— Тогда я буду жить, — ответила война, — я хотела умереть от укоров совести, от слёз матерей, жён и детей, но вы убедили меня жить.
— Тебе и так даровано бессмертие, что может быть прекраснее бессмертия?
— Не знаю, — ответила война.
Вот так показалось, что война и бессмертие — одно и то же...
Лейтенантом Андерсен-старший не стал. А так хотелось подняться в обществе по скользкой иерархической лестнице с самой заплёванной нижней ступеньки.
Он был связан с армией ещё и раньше, значительно раньше. В 1806 году Андерсен-старший стал трубачом в Гражданском ополчении города, тогда сыну ещё был только год; как это могло показаться бы романтичным Андерсену-сказочнику: трубач!
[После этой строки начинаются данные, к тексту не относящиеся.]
PR #51, opened 2020-10-02
Update to OpenXR 1.0.12

Ralith:


Ralith:
@Jake-Shadle can you advise on whether we can come up with something safer than `*mut c_void` for the `LoaderInitInfoAndroidKHR` builder's parameters?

В 1813 году — не верьте мемуарам сказочника — Андерсен-отец пошёл в рекруты вместо того, кто хотел избежать проклятой службы и кому не грезилось о лейтенантстве. Отцу хорошо заплатили, но такие унижения не проходят безнаказанно для души... Даже маленький Андерсен чувствовал своим детским сердечком, что стыдно идти в солдаты вместо другого, богатого. Стыдно продавать свою жизнь. Отец — любимый, нежный унизился — надел вместо другого за деньги военное обмундирование. Отец вернётся с войны победителем и они будут всегда сыты. Проклятое чувство голода — источник всех войн. Люди хотят быть сытыми и идут на войну. Война тоже хочет быть сытой и поедает солдат, которые идут на войну, чтобы не быть голодными.
Полк солдат отправился в Гольштинию.
Когда отец Андерсена ушёл из Оденсе солдатом, деньги отправленные им, быстро обесценились, семья его оказалась среди бедняков, которые в то время получали «добавочный каравай» от общины. Пришлось ей столкнуться с такой бедностью и унижениями, каких прежде не видывала. Мать ходила от дома к дому в поисках работы — стирки.
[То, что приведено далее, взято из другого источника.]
PR #52, opened 2020-10-09
More Robust Null Terminator Handling

### LINKED ISSUE #47: get_str doesn't reliably strip null bytes
In #46 I noted the following crash in the `vulkan` example:
```
     Running `C:\Users\me\Documents\dev\rust\sat\openxrs\target\debug\examples\vulkan.exe`
loaded OpenXR runtime: Oculus 1.52.0
thread 'main' panicked at 'called `Result::unwrap()` on an `Err` value: NulError(38, [86, 75, 95, 75, 72, 82, 95, 103, 101, 116, 95, 112, 104, 121, 115, 105, 99, 97, 108, 95, 100, 101, 118, 105, 99, 101, 95, 112, 114, 111, 112, 101, 114, 116, 105, 101, 115, 50, 0])', openxr\examples\vulkan.rs:65:34
```
It turns out that this is because for both `Instance::vulkan_instance_extensions` and `Instance::vulkan_device_extensions`, `get_arr` is returning an array with two trailing null bytes, but `get_str` assumes that the string will only contain one, and simply truncates a single byte.

I can temporarily fix this in the example with `trim_end_matches('\x00')`, but we should either understand where the extra null byte is coming from (and remove it), or alter `get_str` to strip as many null bytes as exist.

bigmstone:
In most recent SteamVR beta OpenXR calls can return values with multiple
null terminators. This will cause the existing solution to remove only
the final terminator. This commit adds a more robust check to truncate
on the first occurrence of null terminator.

Closes #47

### DIFF
--- a/openxr/src/lib.rs
+++ b/openxr/src/lib.rs
@@ -82,8 +82,10 @@ fn fixed_str_bytes(x: &[c_char]) -> &[u8] {
 
 fn get_str(mut getter: impl FnMut(u32, &mut u32, *mut c_char) -> sys::Result) -> Result<String> {
     let mut bytes = get_arr(|x, y, z| getter(x, y, z as _))?;
-    // Strip null byte
-    bytes.truncate(bytes.len() - 1);
+    // Truncate at first null byte
+    let first_nt = bytes.iter().rposition(|&x| x != 0).expect("missing null") + 1;
+    bytes.truncate(first_nt);
+
     unsafe { Ok(String::from_utf8_unchecked(bytes)) }
 }
 


openxr/src/lib.rs
```diff
@@ -82,8 +82,16 @@ fn fixed_str_bytes(x: &[c_char]) -> &[u8] {
...
     let mut bytes = get_arr(|x, y, z| getter(x, y, z as _))?;
-    // Strip null byte
-    bytes.truncate(bytes.len() - 1);
+    // Terminate at first null byte
+    let mut first_nt = bytes.len();
+    for (index, byte) in bytes.iter().enumerate() {
+        if *byte == 0 && index <= first_nt {
+            first_nt = index;
+        }
+    }
```
Ralith, line 91:
```suggestion
    let mut first_nt = bytes.iter().rfind(|&&x| x != 0).expect("missing null") + 1;
```

Ralith (changes requested):
Steam too, now? Argh. Thanks.

openxr/src/lib.rs
bigmstone: Since it's Double Ended Iterator this would return the actual byte instead of the index. Additionally, assuming index was returned,  this would break after the first occurrence from the rear leaving the last one in place. I've updated my implementation to use `position` which have confirmed to work, but is still satisfyingly terse.

bigmstone:
@Ralith this wasn't historically a problem but started in SteamVR beta `1.15.2`

openxr/src/lib.rs
Ralith: Whoops, right, should be `rposition(|&x| ...)`

openxr/src/lib.rs
```diff
@@ -82,8 +82,10 @@ fn fixed_str_bytes(x: &[c_char]) -> &[u8] {
 
 fn get_str(mut getter: impl FnMut(u32, &mut u32, *mut c_char) -> sys::Result) -> Result<String> {
     let mut bytes = get_arr(|x, y, z| getter(x, y, z as _))?;
-    // Strip null byte
-    bytes.truncate(bytes.len() - 1);
+    // Truncate at first null byte
+    let first_nt = bytes.iter().position(|&x| x == 0).expect("missing null");
```
Ralith, line 86:
```suggestion
    let first_nt = bytes.iter().rposition(|&x| x != 0).expect("missing null") + 1;
```
Makes more sense to search from the end.

Ralith (approved):
Thanks!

— Мария, — раздавалось из какого-нибудь дома, и она спешила на крик.
— Нужно постирать — и мать уходила, кренясь под тяжестью белья. Изнурительный безжалостный труд превращал её в полуживотное. Ганс стоял на берегу и смотрел на мать.
— Мальчик мой, — сквозь слёзы говорила мать, — купи мне водки, а то я простыну.
Ребёнок шёл в лавчонку, зажав в ладошке последние деньги. Мать посмотрела ему во след и, не скрывая слёз, снова согнулась над работой. Кровь её была выпита усталостью.
— Опять ребёнок Марии идёт за водкой!
— Что из него получится.
— Ну и мать, посылать сына за водкой!
— Да он и сам так быстро научится прополаскивать горло водкой, что оглянуться не успеешь!
— Знал бы отец, как воспитывают его сына, он бы в гробу перевернулся...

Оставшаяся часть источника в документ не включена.